BEGIN Provided records
PR #419, opened 2017-08-29
removed proprietary/non-free PngEncoder library

chca42:


mgmax:
Builds and works. @t-oster Please merge.

(I don't know where the documentation is, but the projector feature uploads a PNG image via POST to the specified projector URL. I extracted the image via Wireshark, and it is black background with red cutting lines for the objects, just as intended.)

PR #431, opened 2017-12-31
Do not warn about modern 96 DPI.

jnweiger:
Only warn about 72 DPI from Adobe Illustrator and 90 DPI from old inscape versions.
Files from inkscape 0.92 or later are silently(!) accepted as 96 DPI.
Files from unknown source are silently accepted as 90 DPI.
Other dubious 90 DPI sources should be added as theiy appear.


mgmax:
It would be even better to not warn about any file that contains a viewBox attribute.

jnweiger:
@mgmax Great idea. Thanks. Done.

PR #460, opened 2018-05-24
Add UI option to disable auto focus in main view, per job, instead of only in settings at a machine level.

hghile:


t-oster:
This is included in `1.8-27`. I had to fix a small error. Please test if it works correctly and if it destroys previous settings.

hghile:
Seems to be working, thanks!

PR #3703, opened 2019-04-26
Issue 3702: Prevent suppression of stack traces in tests

### LINKED ISSUE #3702: Prevent suppression of stack traces in tests
**Problem description**
Sometimes tests have the following pattern:
```
try {
 // some operation
} catch (SomeException e) {
    Assert.fail("should not get an exception");
}
```
This is unnecessarily verbose, but also prevents the stack trace or message of the exception from being logged. If the exception is unexpected this is critical debugging information that we could miss. 

**Problem location**
Numerous files

Remove the try catch and just throw the exception.

tkaitchuck:
**Change log description**  
* Prevent tests from suppressing exception stack traces 

**Purpose of the change**  
Fixes #3702

**What the code does**  
Removes unneeded try catch code from tests. No functional changes.

### DIFF
--- a/controller/src/test/java/io/pravega/controller/server/ControllerServiceStarterTest.java
+++ b/controller/src/test/java/io/pravega/controller/server/ControllerServiceStarterTest.java
@@ -53,34 +53,21 @@ public abstract class ControllerServiceStarterTest {
     }
 
     @Before
-    public abstract void setup();
+    public abstract void setup() throws Exception;
 
     @After
-    public abstract void tearDown();
+    public abstract void tearDown() throws Exception;
 
     @Test
-    public void testStartStop() {
+    public void testStartStop() throws URISyntaxException {
         Assert.assertNotNull(storeClient);
         ControllerServiceStarter starter = new ControllerServiceStarter(createControllerServiceConfig(), storeClient, 
                 SegmentHelperMock.getSegmentHelperMockForTables(executor));
         starter.startAsync();
-
-        try {
-            starter.awaitRunning();
-        } catch (IllegalStateException e) {
-            log.error("Error awaiting starter to get ready");
-            Assert.fail("Error awaiting starter to get ready");
-        }
+        starter.awaitRunning();
 
         // Now, that starter has started, perform some rpc operations.
-        URI uri;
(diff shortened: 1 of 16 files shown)


fpj:
I have posted a comment in the issue, to see if we can agree on the guidelines for handling exceptions in test code.

controller/src/test/java/io/pravega/controller/server/PravegaTablesControllerServiceMainTest.java
```diff
@@ -104,46 +92,22 @@ public void testZKSessionExpiry() throws Exception {
...
-            Assert.fail("Failed waiting for controllerServiceStarter to get ready");
-            return;
-        }
+        controllerServiceStarter.awaitRunning();
 
         assertEquals(1, clientQueue.size());
         CuratorFramework curatorClient = (CuratorFramework) clientQueue.poll().getClient();
         // Simulate ZK session timeout
         // we will submit zk session expiration and 
-        CompletableFuture.runAsync(() -> {
```
shiveshr: this was originally injecting the session expiration and making the zk client call asynchronously. 

although looking at the code, it doesnt make difference.

controller/src/test/java/io/pravega/controller/server/ControllerServiceStarterTest.java
```diff
@@ -53,34 +53,21 @@
...
         // Now, that starter has started, perform some rpc operations.
-        URI uri;
-        try {
-            uri = new URI( (enableAuth ? "tls" : "tcp") + "://localhost:" + grpcPort);
-        } catch (URISyntaxException e) {
-            log.error("Error creating controller URI", e);
-            Assert.fail("Error creating controller URI");
-            return;
-        }
+        URI uri = new URI( (enableAuth ? "tls" : "tcp") + "://localhost:" + grpcPort);
```
RaulGracia: Extra space between parentheses.

fpj: This is not adding the space, it is from the previous code, no reformatting is required here.

PR #3711, opened 2019-04-26
Issue 3710: (SegmentStore) Delete Segment if Empty Bug Fix

### LINKED ISSUE #3710: TableSegment.delete(mustBeEmpty==true) fails to detect empty tables in all situations.
**Problem description**
Consider this scenario, executed in short sequence (so all operations go into the cache; no indexing involved):
1. Update Key1=Value1
2. Delete Key1
3. Update Key2=Value2
4. Delete(mustBeEmpty=true) succeeds.

The table segment is deleted incorrectly in this scenario as it is not empty (`Key2` is still present).

**Problem location**
ContainerKeyIndex/ContainerKeyCache/SegmentKeyCache.

Count correctly.

andreipaduroiu:
**Change log description**  
Fixed a bug in `ContainerKeyIndex` where it would incorrectly determine that a Table Segment is empty when it actually is not.

**Purpose of the change**  
Fixes #3710.

**What the code does**  
Cause:
- The cause for this was an incorrect way of calculating the number of Table Entries in a Segment, given both indexed and non-indexed entries.
- The previous calculation methodology was incorrectly assuming that all Table Key removals recorded in the cache are for keys that actually exist. 
    - While this may be true for conditional removals, unconditional removals perform no precondition checks and simply record the action (unconditionally removing an inexistent key is a valid operation)
- All removals were recorded in the `SegmentKeyCache` and when asked to calculate a delta of bucket updates (how many buckets added minus how many removed) this calculation would be thrown off by this.

This has been changed in the following way:
- The `ContainerKeyIndex` fetches the list of all bucket updates from the tail. 
- It filters out all Buckets that are marked for removal and queries the Index to see if they previously existed. Only in that case can they be discounted from the total number of buckets.

**How to verify it**  
Added a new unit test to cover this scenario.

### DIFF
--- a/segmentstore/server/src/test/java/io/pravega/segmentstore/server/tables/ContainerTableExtensionImplTests.java
+++ b/segmentstore/server/src/test/java/io/pravega/segmentstore/server/tables/ContainerTableExtensionImplTests.java
@@ -14,6 +14,7 @@ import io.pravega.common.Exceptions;
 import io.pravega.common.concurrent.Futures;
 import io.pravega.common.util.ArrayView;
 import io.pravega.common.util.AsyncIterator;
+import io.pravega.common.util.ByteArraySegment;
 import io.pravega.common.util.HashedArray;
 import io.pravega.segmentstore.contracts.AttributeUpdate;
 import io.pravega.segmentstore.contracts.ReadResult;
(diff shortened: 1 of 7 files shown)


segmentstore/server/src/test/java/io/pravega/segmentstore/server/tables/ContainerTableExtensionImplTests.java
```diff
@@ -122,6 +123,51 @@ public void testCreateDelete() {
                 ex -> ex instanceof StreamSegmentNotExistsException);
     }
 
+    /**
+     * Tests the ability to delete a TableSegment, but only if it is empty.
+     */
+    @Test
+    public void testDeleteIfEmpty() {
```
fpj: The new logic to count buckets in `ContainerKeyIndex` involves tail and indexed buckets. It is not clear to me that this test case is making sure that buckets are indexed, and consequently, that all cases in `ContainerKeyIndex.isTableSegmentEmpty` are being exercised. Could you clarify, please?

andreipaduroiu: The point is not to count buckets, but to figure out if a table segment is empty or not. The old technique was trying to count buckets and see if the result was greater than zero, which is harder to do correctly in all cases. But since all I need is to figure out if a table is empty, the problem is simpler and can be reduced to a number of cases:
- If the tail index (cache) has at least one update, then regardless of whether we also have deletions or other data in the segment, it is not empty.
- Otherwise, if the tail index has no deletions, then we need to see how many entries are in the segment. If more than zero, then it is not empty, otherwise it's empty.
- If we have at least one deletion, then it must figure out if those deletions are for existing keys or not. It needs to discount those deletions for inexistent keys and subtract the remaining count from the number of entries in the table.

DeleteIfEmpty is already tested throughout the rest of this test suite. Every test deletes the table segment at the end and makes sure it's empty. This particular test case covers the remaining of the scenarios. If you run this in the IDE with test coverage you'll see all the lines in that method are covered (codecov.io disagrees but the IDE is more accurate (I can hit breakpoints in there too)).

fpj: The code coverage report actually does show all cases being covered, and thanks for confirming via IDE as well.

PR #3727, opened 2019-05-01
Issue 3726: (SegmentStore) StorageWriter can't handle updating attributes after a segment merge

### LINKED ISSUE #3726: StorageWriter can't handle Updating Attributes after Merging a Segment
**Problem description**
If a `MergeStreamSegmentOperation` is followed by a `UpdateAttributesOperation`, the `StorageWriter` will enter an error state from which it cannot recover until a container failover. It manifests itself using this exception:
```
java.lang.IllegalArgumentException: startOffset must refer to an offset beyond the Segment's StorageLength offset.
	at com.google.common.base.Preconditions.checkArgument(Preconditions.java:141)
	at io.pravega.segmentstore.server.reading.StreamSegmentReadIndex.readDirect(StreamSegmentReadIndex.java:626)
	at io.pravega.segmentstore.server.reading.ContainerReadIndex.readDirect(ContainerReadIndex.java:184)
	at io.pravega.segmentstore.server.writer.StorageWriterFactory$StorageWriterDataSource.getAppendData(StorageWriterFactory.java:146)
	at io.pravega.segmentstore.server.writer.SegmentAggregator.getFlushArgs(SegmentAggregator.java:820)
	at io.pravega.segmentstore.server.writer.SegmentAggregator.lambda$flushFully$11(SegmentAggregator.java:665)
	at io.pravega.common.concurrent.Futures$Loop.call(Futures.java:712)
	at io.pravega.common.concurrent.Futures$Loop.call(Futures.java:681)
	at io.pravega.common.concurrent.Futures.runOrFail(Futures.java:572)
	at io.pravega.common.concurrent.Futures$Loop.run(Futures.java:725)
```

**Problem location**
`SegmentAggregator.java`

This is caused by the `addUpdateAttributesOperation` in `SegmentAggregator` which reuses or creates an `AggregatedAppend` using the current length of the segment in Storage. It reuses if the last operation is already an `AggregatedAppend`, otherwise it creates a new one. This works well when there is already an `AggregatedAppend` created by a `StreamSegmentAppendOperation` (which sets the offset properly, and it is reused), but if there is no such operation in the current queue, it creates a new one. The value it sets as offset may not be accurate if there are other non-append/attribute operations in the queue, such as `MergeStreamSegmentOperation`.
END Provided records
- Exercise prompt -
In exact wording, restate the lines of the data above from the first through the one holding "PR #460, opened 2018-05-24", and stop after that line.

- Result for this task -
PR #419, opened 2017-08-29
removed proprietary/non-free PngEncoder library

chca42:


mgmax:
Builds and works. @t-oster Please merge.

(I don't know where the documentation is, but the projector feature uploads a PNG image via POST to the specified projector URL. I extracted the image via Wireshark, and it is black background with red cutting lines for the objects, just as intended.)

PR #431, opened 2017-12-31
Do not warn about modern 96 DPI.

jnweiger:
Only warn about 72 DPI from Adobe Illustrator and 90 DPI from old inscape versions.
Files from inkscape 0.92 or later are silently(!) accepted as 96 DPI.
Files from unknown source are silently accepted as 90 DPI.
Other dubious 90 DPI sources should be added as theiy appear.


mgmax:
It would be even better to not warn about any file that contains a viewBox attribute.

jnweiger:
@mgmax Great idea. Thanks. Done.

PR #460, opened 2018-05-24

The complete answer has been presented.